Ей вдруг стало грустно. Думалось: как там мама? Никак, давно умерла, так и не узнав, что дочь отправилась по стопам Гагарина, и даже в чем-то его превзошла. Думалось: может, живы какие-нибудь дальние родственники, о которых она и не знает? Хорошо бы. А то вернутся они на Землю, а её там и не ждет никто. У Юрки вон остался младший брат, у Климова – старшая сестра и намечался племянник, у Ленки толпа родни... А у Ирины никого, только мама была. Но Мишке с Сашкой, поди, ещё хуже, чем ей – они и вовсе сиротами остались в шестнадцать...
– ...Ир, чего притихла? – Голос Лёхи вырвал девушку из грустных раздумий. – Хочешь бесплатного мороженого?

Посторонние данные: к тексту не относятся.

PR #1004, opened 2017-08-30
mw/kubernetes: split integration tests

miekg:
* separate file and test for api fallthrough, does not need all other
  servers to be started.
* more split ups: make it clear when or when not we need an upstream server,
  as just needlessly start it in doIntegrationTests.


miekg:
This still leaves CNAME tests that should be pulled out and the fallthrough stuff to could be minimized.

rajansandeep (approved):
Looks good.

PR #1016, opened 2017-09-01
Cleaning up dnssec docs

bradbeam:
- Removing mention of autogeneration of dnssec keys since this feature isn't implemented
- Proposing to standardize on not specifying signing key suffix ( [code](https://github.com/coredns/coredns/blob/master/middleware/dnssec/setup.go#L113) can handle suffixes, but when providing examples it's unclear on what format should be used )
- Updating syntax to be all inclusive of options ( perhaps it's worth adding in a note on which fields are optional ). This is probably something we'd want to investigate changing for all middleware. 
- Added an additional example for kubernetes

### DIFF
--- a/middleware/dnssec/README.md
+++ b/middleware/dnssec/README.md
@@ -5,32 +5,33 @@
 ## Syntax
 
 ~~~
-dnssec [ZONES...]
-~~~
-
-* **ZONES** zones that should be signed. If empty, the zones from the configuration block
-    are used.
-
-If keys are not specified (see below), a key is generated and used for all signing operations. The
-DNSSEC signing will treat this key a CSK (common signing key), forgoing the ZSK/KSK split. All
-signing operations are done online. Authenticated denial of existence is implemented with NSEC black
-lies. Using ECDSA as an algorithm is preferred as this leads to smaller signatures (compared to
-RSA). NSEC3 is *not* supported.
-
-A single signing key can be specified by using the `key` directive.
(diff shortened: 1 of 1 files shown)


middleware/dnssec/README.md
```diff
@@ -5,32 +5,28 @@
...
+
+* `ZONES` zones that should be signed. If empty, the zones from the configuration block
+    are used.
+
 * `key file` indicates that key file(s) should be read from disk. When multiple keys are specified, RRsets
   will be signed with all keys. Generating a key can be done with `dnssec-keygen`: `dnssec-keygen -a
-  ECDSAP256SHA256 <zonename>`. A key created for zone *A* can be safely used for zone *B*.
+  ECDSAP256SHA256 <zonename>`. A key created for zone *A* can be safely used for zone *B*. The name of the
+  key should be the basename of the generated key -- `Kexample.org+013+45330` instead of specifying the
+  `.private` or `.key` suffix.
```
miekg: Note that using `.key` of `.private` is actually supported. Base name will be "calculated" from that.

miekg (changes requested):
.key/.private is supported. Apart from that lgtm.

bradbeam:
Yeah I saw it was supported. That gives 3 variations for how the key file can be specified which can lead to confusion. I'll update to show the various supported formats.

miekg (approved):

PR #1760, opened 2018-05-01
Do Compress only when need in request.Scrub

miekg:


johnbelamaric:
What's the context here? Trying to reduce CPU? This looks fine, assuming you grepped and got all the instances where it was forcing Compress. Do you have any benchmarks?

miekg:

– Если здесь есть мороженое, то какая разница, за деньги оно или за так?
– Проспала! Так я и знал! Мы тут прикинули: при коммунизме обязательно будет бесплатное мороженое.
– Дурак ты, Климов!
Ирина сама не заметила, как втянулась в спор, и уже через несколько минут смеялась. Почему сама она лишена этой чудесной способности – относиться к жизни легко, решать проблемы по мере их поступления? Эх, Лёшка, спасибо тебе, пусть хоть у кого-то она будет!..
– Минуточку внимания! – громко объявил Юрец через некоторое время. – Капитанским произволом определяю дальнейший план действий. С этого момента и следующие восемь часов всем спать и обстановку на вверенном мне объекте поддерживать мирную. На ближайшие полгода минимум у нас есть вполне определенная цель. Выполним – тогда и будем думать, кто кого дурее и почём нынче мороженое.